患者さんには前回の治療したことによる痛みではなく、歯根吸収による歯髄炎の疑いが強いことを説明
個人的には、吸収した歯に関しては症状が出るまで使ってもらい、腫れ・膿などの症状が出た時点で抜歯を行うというスタンスです。
今回のケース
吸収部分をギリギリ治療できるか!?という瀬戸際(実際やっていないと分かりませんが・・・)
歯髄炎の症状もあることより、1回法で抜髄+吸収部分の処理を計画
治療をスタートすると、やはりCTと同じような部分に吸収所見
内部吸収ではなく、内部から吸収が外部まで到達したような形状でした。
基本的に吸収部分は多孔性で、血管があるかのようにその部分から出血してきます。
*GP下の黒っぽい点々部分が吸収した場所(止血しています)
根管充填材は通法のガッタパーチャーを使い、吸収している部分にはMTAを使用
いつもだったら、根充後にレジンコアまで作ってレントゲンを撮るのですが、今回は髄床底部の吸収だった為念の為にMTAを硬化させてからレジンコアを作りました。
そこから経過観察
根充後3週間:腫れ痛みはないが虫歯がある時のような違和感
根充後6か月:虫歯がある時のような違和感がありモノによっては咬むと痛い感じ
根充後1年:虫歯がある時のような症状はある、モノによっては咬むと違和感あり
1年予後のレントゲン
レントゲン所見は問題ありません。
患者さんには1年経過してその症状が残っていれば、その症状を許容してもらうか、不快であれば抜歯をするか!?

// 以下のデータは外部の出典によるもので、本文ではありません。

PR #147, opened 2021-01-29
Fix android and ios support

chrisfromwork:
Moving to react native 0.64.0 preview releases has caused regressions in android/ios. This review fixes those issues.


Apps/Playground/ios/Podfile
```diff
@@ -4,24 +4,20 @@ require_relative '../node_modules/@react-native-community/cli-platform-ios/nativ
 platform :ios, '12.0'
 
 target 'Playground' do
-  permissions_path = '../node_modules/react-native-permissions/ios'
-  pod 'Permission-Camera', :path => "#{permissions_path}/Camera.podspec"
```
ryantrem, line 8: We need these lines (except with react-native-permissions 3.0 we need to remove the `.podspec`).

Apps/Playground/ios/Podfile
```diff
@@ -4,24 +4,20 @@ require_relative '../node_modules/@react-native-community/cli-platform-ios/nativ
...
-
-  use_react_native!(:path => config["reactNativePath"])
-
-  target 'PlaygroundTests' do
+  use_react_native!(
+    :path => config[:reactNativePath],
+    # to enable hermes on iOS, change `false` to `true` and then install pods
+    :hermes_enabled => false
+  )
+  target 'RnDiffAppTests' do
```
ryantrem, line 13: "RnDiffApp" is the name of the test app they use for the upgrade helper. Anywhere you see this needs to be replaced with "Playground".

Modules/@babylonjs/react-native/android/build.gradle
```diff
@@ -74,6 +74,20 @@ android {
         ndk {
             abiFilters "arm64-v8a", "armeabi-v7a", "x86"
         }
+        packagingOptions {
+            // TODO if def based on gradle version where we only do this for 4.0.0+?
```
chrisfromwork, line 78: we can probably remove this comment, libBabylonNative.so is the only lib we distribute and this exclude isn't included in the npm package build.gradle file. @ryantrem are we okay with having everyone build the libBabylonNative.so with gradle 4.1.0?

Package/Android/build.gradle
```diff
@@ -33,6 +33,7 @@ buildscript {
             jcenter()
         }
         dependencies {
+// TODO move to 4.1.0?
```
chrisfromwork, line 36: For me locally, updating this gradle version didn't seem needed. @ryantrem would you like to keep it at 3.4.1 or move it to 4.1.0? I personally am not sure what impacts the change has on npm package consumers

Package/gulpfile.js
```diff
@@ -112,7 +112,7 @@ const copyAndroidFiles = async () => {
   });
 
   await new Promise(resolve => {
-          gulp.src('../Apps/Playground/node_modules/@babylonjs/react-native/android/build/intermediates/library_and_local_jars_jni/release/**/*')
+          gulp.src('../Apps/Playground/node_modules/@babylonjs/react-native/android/build/intermediates/library_and_local_jars_jni/release/jni/**/*')
```
chrisfromwork, line 115: @ryantrem let us know if this jni subfolder doesn't get generated on mac. Not sure if its a pc vs mac difference.

Apps/Playground/android/app/build.gradle
```diff
@@ -174,8 +174,7 @@ android {
             def versionCodes = ["armeabi-v7a": 1, "x86": 2, "arm64-v8a": 3, "x86_64": 4]
             def abi = output.getFilter(OutputFile.ABI)
             if (abi != null) {  // null for the universal-debug, universal-release variants
-                output.versionCodeOverride =
-                        versionCodes.get(abi) * 1048576 + defaultConfig.versionCode
+                output.versionCodeOverride = versionCode
```
ryantrem, line 177: This doesn't seem to match upgrade helper.

Modules/@babylonjs/react-native/android/build.gradle
ryantrem: I have 3.5 and this didn't break anything for me, so I think we could just update the comment to say that this is to support the Android gradle plugin 4.0.0+. Please call it "Android gradle plugin" though and not "gradle", because they are versioned differently. We are using gradle version 6.7.

Package/Android/build.gradle
ryantrem: Leave this one as is I think.

Package/gulpfile.js
ryantrem: This worked correctly on Mac.

ryantrem (approved):

Apps/Playground/android/app/build.gradle
chrisfromwork: this should now be fixed

Modules/@babylonjs/react-native/android/build.gradle
chrisfromwork: this should now be fixed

ただレントゲンで一切悪い所見が出てきていないので、そのまま使える所まで使うのがベターだと思われる。
クラウンを低目に入れ負担軽減をさせることは可能
因みに吸収は「破歯細胞」という自分の歯を食べてしまう細胞が原因であり、
細胞レベルの大きさなので、顕微鏡を使用しても破歯細胞までは見れません。
顕微鏡で出来ることは、吸収した部分を削り穴埋めをするだけで破歯細胞は全て取り切れません。
患者さんにの心情としては1本でも自分の歯を残したいという気持ちは分かるので、
このようなケースもトライケースで治療をさせてもらうことはありますが、内部・外部吸収はホント厄介です。。。